Fifty Nine: Looking back at Flipull

 

So you may or may not of heard of a little puzzle game known as Flipull, a Taito game developed back in the late 80s/early 90s. Flipull was available on a multitude of platforms as well as being available under the alias of Plotting on home computers; however the version in question is actually the Game Boy variant that I played to absolute death back on my original Game Boy.

Flipull wasn't your average puzzle game of the time; it required a little more strategy than your average drop and match puzzle game, relying on you to use your environment to link blocks together. Overall it's a simple game of snap, requiring you to shoot your block onto a direct match, which then gives you the block that was behind/underneath it dependant on which direction you paired the blocks together from. More strategy is required than just making pairs though as you will need to make sure that the block you are then given in return has a reachable pair. If however you cannot reach the pair for your cube you then "miss" requiring you to use one of your special "S" blocks that pair with anything. This was your way of loosing as you only get a set number of these per level, and once gone if you run into a block that cannot be paired you've lost the game.
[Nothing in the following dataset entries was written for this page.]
PR #8405, opened 2021-08-24
fix(test-runner): allow matching against source mapped files

JoelEinbinder:
References https://github.com/microsoft/playwright/issues/16975

This is half the battle, matching the filename against the source map. But we also need to convert the line number from the source file to a line
number in the compiled file.

Maybe the source map code should have a try-catch? I'm not sure what broken source maps on our tests would mean.

### DIFF
--- a/src/test/runner.ts
+++ b/src/test/runner.ts
@@ -21,7 +21,7 @@ import * as fs from 'fs';
 import * as path from 'path';
 import { promisify } from 'util';
 import { Dispatcher, TestGroup } from './dispatcher';
-import { createMatcher, FilePatternFilter, monotonicTime, raceAgainstDeadline } from './util';
+import { createMatcher, FilePatternFilter, Matcher, monotonicTime, raceAgainstDeadline } from './util';
 import { TestCase, Suite } from './test';
 import { Loader } from './loader';
 import { Reporter } from '../../types/testReporter';
@@ -36,6 +36,7 @@ import { ProjectImpl } from './project';
 import { Minimatch } from 'minimatch';
 import { Config, FullConfig } from './types';
 import { WebServer } from './webServer';
+import { mapSourcePosition, retrieveSourceMap } from 'source-map-support';
 
 const removeFolderAsync = promisify(rimraf);
 const readDirAsync = promisify(fs.readdir);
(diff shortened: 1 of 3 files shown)


tests/playwright-test/test-ignore.spec.ts
```diff
@@ -390,3 +390,28 @@ test('should only match files with JS/TS file extensions', async ({ runInlineTes
...
+    'src/foo.test.ts': `//@no-header
+import test from '@playwright/test';
+
+test('passes', async() => {
+});
+`
+  }, {
+    args: ['-c', 'out', 'foo.spec.ts']
+  });
+  expect(result.exitCode).toBe(0);
```
mxschmitt, line 415: The important part for the VSCode extension is that even if you have JS as input. it should use as output file names the TS file names.

JoelEinbinder: Where's the code that does this? Error messages will appear source mapped, but the suite titles will show the requireFile.

mxschmitt: Its not about error messages, we have two use cases which we need to solve:
a) find all tests via the test explorer. Its basically `npx playwright test out/` there we currently get in the JSON report the JS files, because in the out/ dir are only JS files. But to reference them correctly in vsc I need the TS references with line numbers.
b) the user opens a file, e.g. foo.test.ts With the current setup it won't work at all, because babel-typescript can't compile it, so its broken then.

tests/playwright-test/test-ignore.spec.ts
```diff
@@ -390,3 +390,28 @@ test('should only match files with JS/TS file extensions', async ({ runInlineTes
...
+    'out/foo.spec.js.map': `{"version":3,"file":"foo.spec.js","sourceRoot":"","sources":["../src/foo.spec.ts"],"names":[],"mappings":";;AAAA,YAAY;AACZ,2CAAoC;AAEpC,cAAI,CAAC,QAAQ,EAAE,KAAK,IAAG,EAAE;AACzB,CAAC,CAAC,CAAC"}`,
+
+    'src/foo.test.ts': `//@no-header
+import test from '@playwright/test';
+
+test('passes', async() => {
+});
+`
+  }, {
+    args: ['-c', 'out', 'foo.spec.ts']
```
dgozman, line 413: Can we do `src/foo.spec.ts`? Does it work?

src/test/runner.ts
```diff
@@ -321,6 +322,22 @@ export class Runner {
   }
 }
 
+
+export function createSourceMapMatcher(patterns: string | RegExp | (string | RegExp)[]): Matcher {
+  const matcher = createMatcher(patterns);
+  return (filePath: string) => {
+    const sourceMap = retrieveSourceMap(filePath);
```
dgozman, line 329: I see that we provide custom `retrieveSourceMap` in `transform.ts`. Do they play nicely together?

dgozman (commented):
Is this for "manually compile your tests" setup? If so, do we show source or output paths in the report?  Does this make it consistent?

mxschmitt:
Closing since its not needed for now.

You play as a little blobby object who seems determined to clear the area of a type of block, of course there is no actual story and the blob is just an avatar to cause you to interact with the game, it could just be an arrow or a machine, but the blob adds an object that is a little less square when compared to every other aspect of the game.

Each puzzle has a different arrangement of marked blocks and occasionally a different shaped environment, be it with a line of four diagonal blocks, or much less. Giving you fewer options to getting your block to the others adding various layers of complexity to the game.

Featuring simplistic and recognisable graphics along with addictive music and at times complex gameplay Flipull was a favourite of mine on the Game Boy which can be actually be replayed on more recent consoles thanks to the Taito Legends compilation that was released on the Xbox, PS2 and Windows, I recommend fans of challenging puzzles to give it a go.